→ **What is expected**
Look through the data below. Pick out the lines holding the string "optimizations".

Saved data entries
=-=-=

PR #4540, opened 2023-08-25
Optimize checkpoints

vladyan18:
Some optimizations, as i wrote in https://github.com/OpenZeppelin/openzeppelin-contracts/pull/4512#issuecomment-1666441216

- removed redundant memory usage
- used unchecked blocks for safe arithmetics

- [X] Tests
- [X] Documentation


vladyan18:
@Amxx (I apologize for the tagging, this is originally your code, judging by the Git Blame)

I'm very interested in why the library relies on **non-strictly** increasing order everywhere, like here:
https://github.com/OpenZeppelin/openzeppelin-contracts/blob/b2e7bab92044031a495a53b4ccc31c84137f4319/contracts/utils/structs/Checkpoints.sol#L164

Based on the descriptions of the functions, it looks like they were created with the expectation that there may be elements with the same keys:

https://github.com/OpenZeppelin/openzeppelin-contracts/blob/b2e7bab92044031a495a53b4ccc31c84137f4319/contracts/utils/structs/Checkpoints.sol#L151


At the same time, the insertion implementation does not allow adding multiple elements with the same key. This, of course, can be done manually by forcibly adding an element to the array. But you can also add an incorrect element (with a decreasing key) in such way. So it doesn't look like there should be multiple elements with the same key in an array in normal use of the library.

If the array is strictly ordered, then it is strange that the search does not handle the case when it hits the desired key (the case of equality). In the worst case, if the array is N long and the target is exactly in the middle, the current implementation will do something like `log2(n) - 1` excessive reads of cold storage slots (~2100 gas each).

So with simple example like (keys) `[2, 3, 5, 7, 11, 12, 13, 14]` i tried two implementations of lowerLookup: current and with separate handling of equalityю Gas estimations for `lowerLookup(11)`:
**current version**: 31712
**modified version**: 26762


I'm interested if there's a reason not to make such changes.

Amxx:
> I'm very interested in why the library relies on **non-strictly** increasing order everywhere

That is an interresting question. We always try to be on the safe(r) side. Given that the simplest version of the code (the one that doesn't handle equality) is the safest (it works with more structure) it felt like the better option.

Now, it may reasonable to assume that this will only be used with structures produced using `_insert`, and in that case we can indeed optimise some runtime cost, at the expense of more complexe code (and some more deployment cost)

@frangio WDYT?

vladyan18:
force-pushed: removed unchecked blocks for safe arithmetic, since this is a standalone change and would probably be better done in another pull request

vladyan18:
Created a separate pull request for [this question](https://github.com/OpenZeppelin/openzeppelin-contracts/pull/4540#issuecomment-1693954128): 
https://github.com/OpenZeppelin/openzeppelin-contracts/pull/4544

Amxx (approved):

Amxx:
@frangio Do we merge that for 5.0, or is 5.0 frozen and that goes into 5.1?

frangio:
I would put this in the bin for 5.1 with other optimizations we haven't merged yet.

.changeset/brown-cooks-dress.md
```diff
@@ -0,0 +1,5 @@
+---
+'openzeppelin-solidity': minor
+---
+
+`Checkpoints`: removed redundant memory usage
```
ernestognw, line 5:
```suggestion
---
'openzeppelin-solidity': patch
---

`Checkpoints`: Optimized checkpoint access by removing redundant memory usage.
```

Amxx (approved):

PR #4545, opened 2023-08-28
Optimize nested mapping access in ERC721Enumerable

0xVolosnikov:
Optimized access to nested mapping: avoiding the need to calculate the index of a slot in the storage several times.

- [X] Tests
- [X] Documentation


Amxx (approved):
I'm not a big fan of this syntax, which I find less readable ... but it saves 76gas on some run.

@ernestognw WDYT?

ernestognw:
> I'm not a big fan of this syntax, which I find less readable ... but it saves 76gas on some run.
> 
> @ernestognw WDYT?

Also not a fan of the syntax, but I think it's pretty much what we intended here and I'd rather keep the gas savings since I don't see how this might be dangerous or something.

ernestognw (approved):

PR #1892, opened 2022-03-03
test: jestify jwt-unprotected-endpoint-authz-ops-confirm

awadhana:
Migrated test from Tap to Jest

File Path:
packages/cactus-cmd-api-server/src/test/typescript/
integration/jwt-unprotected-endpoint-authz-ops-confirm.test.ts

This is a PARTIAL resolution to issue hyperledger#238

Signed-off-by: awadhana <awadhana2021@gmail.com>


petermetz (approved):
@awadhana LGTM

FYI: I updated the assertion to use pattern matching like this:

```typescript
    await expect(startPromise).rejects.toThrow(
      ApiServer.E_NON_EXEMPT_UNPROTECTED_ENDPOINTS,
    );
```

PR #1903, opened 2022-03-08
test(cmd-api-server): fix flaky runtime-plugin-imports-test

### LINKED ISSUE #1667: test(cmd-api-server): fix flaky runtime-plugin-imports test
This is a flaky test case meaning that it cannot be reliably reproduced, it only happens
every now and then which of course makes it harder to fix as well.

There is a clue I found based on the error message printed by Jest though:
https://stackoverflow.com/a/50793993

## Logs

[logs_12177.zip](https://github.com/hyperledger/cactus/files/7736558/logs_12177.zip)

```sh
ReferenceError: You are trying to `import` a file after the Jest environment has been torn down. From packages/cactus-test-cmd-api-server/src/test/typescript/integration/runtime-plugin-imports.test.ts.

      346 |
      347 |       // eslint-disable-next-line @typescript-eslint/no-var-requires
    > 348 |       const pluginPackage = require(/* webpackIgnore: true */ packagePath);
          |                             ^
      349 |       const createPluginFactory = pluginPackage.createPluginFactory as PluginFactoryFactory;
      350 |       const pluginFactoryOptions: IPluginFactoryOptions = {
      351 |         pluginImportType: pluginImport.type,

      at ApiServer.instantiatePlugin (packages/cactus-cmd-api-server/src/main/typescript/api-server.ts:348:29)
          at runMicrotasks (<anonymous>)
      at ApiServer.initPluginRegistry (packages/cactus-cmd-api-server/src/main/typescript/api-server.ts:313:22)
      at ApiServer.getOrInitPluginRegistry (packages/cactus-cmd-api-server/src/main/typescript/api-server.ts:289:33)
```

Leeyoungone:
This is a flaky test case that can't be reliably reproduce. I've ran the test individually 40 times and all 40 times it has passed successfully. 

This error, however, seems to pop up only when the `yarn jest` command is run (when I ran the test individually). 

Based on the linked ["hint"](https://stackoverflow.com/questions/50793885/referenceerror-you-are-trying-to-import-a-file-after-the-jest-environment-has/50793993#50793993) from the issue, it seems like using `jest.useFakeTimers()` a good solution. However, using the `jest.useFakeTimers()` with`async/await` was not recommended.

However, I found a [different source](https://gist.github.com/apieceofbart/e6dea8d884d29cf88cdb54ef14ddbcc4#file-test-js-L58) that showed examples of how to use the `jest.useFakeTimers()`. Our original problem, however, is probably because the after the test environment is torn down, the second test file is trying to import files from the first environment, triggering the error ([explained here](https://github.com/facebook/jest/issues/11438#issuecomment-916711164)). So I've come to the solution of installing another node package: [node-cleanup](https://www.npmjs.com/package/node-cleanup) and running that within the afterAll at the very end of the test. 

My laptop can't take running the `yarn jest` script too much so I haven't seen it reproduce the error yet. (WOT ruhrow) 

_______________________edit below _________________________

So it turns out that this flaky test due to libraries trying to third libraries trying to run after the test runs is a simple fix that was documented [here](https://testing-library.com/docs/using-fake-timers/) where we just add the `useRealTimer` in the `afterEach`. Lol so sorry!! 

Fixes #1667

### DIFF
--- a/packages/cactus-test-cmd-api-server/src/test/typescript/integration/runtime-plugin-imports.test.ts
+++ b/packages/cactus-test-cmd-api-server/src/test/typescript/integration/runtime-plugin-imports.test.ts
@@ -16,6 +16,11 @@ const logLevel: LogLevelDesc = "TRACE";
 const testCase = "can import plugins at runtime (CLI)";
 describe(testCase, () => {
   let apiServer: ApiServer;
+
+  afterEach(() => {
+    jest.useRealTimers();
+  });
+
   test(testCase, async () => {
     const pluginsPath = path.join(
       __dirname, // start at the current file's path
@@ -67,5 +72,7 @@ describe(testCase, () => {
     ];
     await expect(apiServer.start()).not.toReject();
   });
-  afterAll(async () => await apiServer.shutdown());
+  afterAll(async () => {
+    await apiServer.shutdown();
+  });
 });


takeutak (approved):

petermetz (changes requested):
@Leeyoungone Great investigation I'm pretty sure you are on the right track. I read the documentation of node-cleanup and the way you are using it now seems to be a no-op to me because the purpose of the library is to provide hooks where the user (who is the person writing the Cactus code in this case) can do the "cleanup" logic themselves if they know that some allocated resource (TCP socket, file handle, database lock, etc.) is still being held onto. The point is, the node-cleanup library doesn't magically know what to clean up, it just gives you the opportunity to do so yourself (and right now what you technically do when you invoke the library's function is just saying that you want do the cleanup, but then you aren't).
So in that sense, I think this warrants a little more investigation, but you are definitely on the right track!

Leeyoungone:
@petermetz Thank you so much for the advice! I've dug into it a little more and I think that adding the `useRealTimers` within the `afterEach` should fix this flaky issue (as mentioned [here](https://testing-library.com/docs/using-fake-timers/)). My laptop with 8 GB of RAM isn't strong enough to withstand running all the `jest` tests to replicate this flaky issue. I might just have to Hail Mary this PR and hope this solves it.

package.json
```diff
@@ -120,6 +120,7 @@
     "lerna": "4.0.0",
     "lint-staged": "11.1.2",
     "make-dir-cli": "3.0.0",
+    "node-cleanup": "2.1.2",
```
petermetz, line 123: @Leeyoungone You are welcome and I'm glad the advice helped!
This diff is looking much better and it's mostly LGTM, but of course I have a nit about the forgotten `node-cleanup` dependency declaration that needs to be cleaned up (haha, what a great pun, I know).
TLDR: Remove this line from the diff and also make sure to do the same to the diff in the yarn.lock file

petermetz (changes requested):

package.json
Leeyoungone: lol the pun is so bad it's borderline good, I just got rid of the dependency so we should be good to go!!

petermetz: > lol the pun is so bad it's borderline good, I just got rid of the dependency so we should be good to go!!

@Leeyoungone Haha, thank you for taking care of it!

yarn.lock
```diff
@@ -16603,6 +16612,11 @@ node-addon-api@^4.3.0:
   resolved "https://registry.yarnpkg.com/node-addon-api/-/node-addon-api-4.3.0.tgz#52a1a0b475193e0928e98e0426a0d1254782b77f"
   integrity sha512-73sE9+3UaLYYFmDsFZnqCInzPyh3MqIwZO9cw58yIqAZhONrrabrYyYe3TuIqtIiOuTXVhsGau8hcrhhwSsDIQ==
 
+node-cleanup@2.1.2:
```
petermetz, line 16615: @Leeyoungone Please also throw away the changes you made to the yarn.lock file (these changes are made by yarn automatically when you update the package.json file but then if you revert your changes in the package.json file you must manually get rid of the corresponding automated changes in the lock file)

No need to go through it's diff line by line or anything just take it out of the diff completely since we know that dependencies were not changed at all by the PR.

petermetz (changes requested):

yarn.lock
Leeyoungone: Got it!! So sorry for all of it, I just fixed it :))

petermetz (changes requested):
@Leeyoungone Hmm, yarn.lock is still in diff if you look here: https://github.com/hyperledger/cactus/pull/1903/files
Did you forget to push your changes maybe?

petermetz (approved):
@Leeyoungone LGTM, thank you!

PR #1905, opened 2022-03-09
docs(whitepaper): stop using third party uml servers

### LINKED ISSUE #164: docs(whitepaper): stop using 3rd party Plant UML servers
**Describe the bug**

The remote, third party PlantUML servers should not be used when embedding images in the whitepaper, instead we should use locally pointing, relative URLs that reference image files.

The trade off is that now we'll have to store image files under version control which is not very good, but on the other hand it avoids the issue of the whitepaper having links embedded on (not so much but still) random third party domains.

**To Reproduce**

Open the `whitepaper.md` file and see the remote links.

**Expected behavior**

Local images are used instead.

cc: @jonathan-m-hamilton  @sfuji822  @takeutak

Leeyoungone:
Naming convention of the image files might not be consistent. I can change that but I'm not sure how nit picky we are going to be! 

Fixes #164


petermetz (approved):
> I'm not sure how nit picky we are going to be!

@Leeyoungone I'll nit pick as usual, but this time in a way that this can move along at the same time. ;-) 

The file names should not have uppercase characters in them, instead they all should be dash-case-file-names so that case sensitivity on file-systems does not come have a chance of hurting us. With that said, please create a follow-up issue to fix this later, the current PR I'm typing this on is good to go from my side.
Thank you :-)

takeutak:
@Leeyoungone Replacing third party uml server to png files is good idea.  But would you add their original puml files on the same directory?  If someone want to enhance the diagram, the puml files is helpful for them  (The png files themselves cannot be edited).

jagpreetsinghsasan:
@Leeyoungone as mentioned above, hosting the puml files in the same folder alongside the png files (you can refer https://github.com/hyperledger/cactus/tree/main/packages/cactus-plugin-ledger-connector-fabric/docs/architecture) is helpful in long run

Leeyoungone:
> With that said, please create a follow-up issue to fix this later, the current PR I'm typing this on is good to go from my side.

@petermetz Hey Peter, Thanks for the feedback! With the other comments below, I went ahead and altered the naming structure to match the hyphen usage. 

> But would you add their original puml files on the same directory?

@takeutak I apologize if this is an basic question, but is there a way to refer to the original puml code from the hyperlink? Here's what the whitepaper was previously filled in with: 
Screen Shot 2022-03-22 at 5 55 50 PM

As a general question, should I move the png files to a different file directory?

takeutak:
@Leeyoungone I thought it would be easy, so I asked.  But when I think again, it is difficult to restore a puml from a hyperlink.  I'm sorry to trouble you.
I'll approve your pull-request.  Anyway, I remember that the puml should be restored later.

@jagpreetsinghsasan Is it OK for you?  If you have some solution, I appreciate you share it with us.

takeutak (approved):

=-=-=

→ **Solution to the problem**
Some optimizations, as i wrote in https://github.com/OpenZeppelin/openzeppelin-contracts/pull/4512#issuecomment-1666441216
I would put this in the bin for 5.1 with other optimizations we haven't merged yet.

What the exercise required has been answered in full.